Could faster Covid-19 testing get the world flying again?
17 Sep 2020|

It’s in Australians’ DNA to go forth and conquer the world through international travel. Aussies are the long-haul experts. But now we’re not allowed to undertake outbound travel and inbound is challenging for those not flying business class.

While many are keen to start travelling again and willing to pay for a Covid-19 test to help ease the restrictions on them, they face unpredictable factors, including quarantine and additional border controls.

Covid-19 may not kill international travel, but it has certainly wounded it. Several measures need to be in place before we can get people back in the air (including allowing Victorians to fly interstate) and give the international travel industry the boost it needs.

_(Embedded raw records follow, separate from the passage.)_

PR #427, opened 2023-10-02
disable equity tier limit validation in DeliverTx

jayy04:


protocol/x/clob/keeper/orders.go
```diff
@@ -201,9 +201,9 @@ func (k Keeper) PlaceStatefulOrder(
 	}
 
 	// 3. Check that adding the order would not exceed the equity tier for the account.
-	if err := k.ValidateSubaccountEquityTierLimitForNewOrder(ctx, order); err != nil {
-		return err
-	}
+	// if err := k.ValidateSubaccountEquityTierLimitForNewOrder(ctx, order); err != nil {
+	// 	return err
+	// }
```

First would be real-time coronavirus testing for people getting on and off the planes, like the rapid, cheap and reliable test being developed in Israel. Israeli scientists are testing a new gargle-and-spit test that’s super-fast and 95% accurate.

The technology has the potential to replace polymerase chain reaction (PCR) testing, which involves an unpleasant swabbing process and requires lengthy lab analysis, as the main screening method used worldwide.

Accelerated PCR testing, the fastest current method, is not widely available and, with a 15-minute turnaround at best, comes at a financial cost and with reduced accuracy. The spit test is intended to replace most PCR tests, especially in places requiring mass screening.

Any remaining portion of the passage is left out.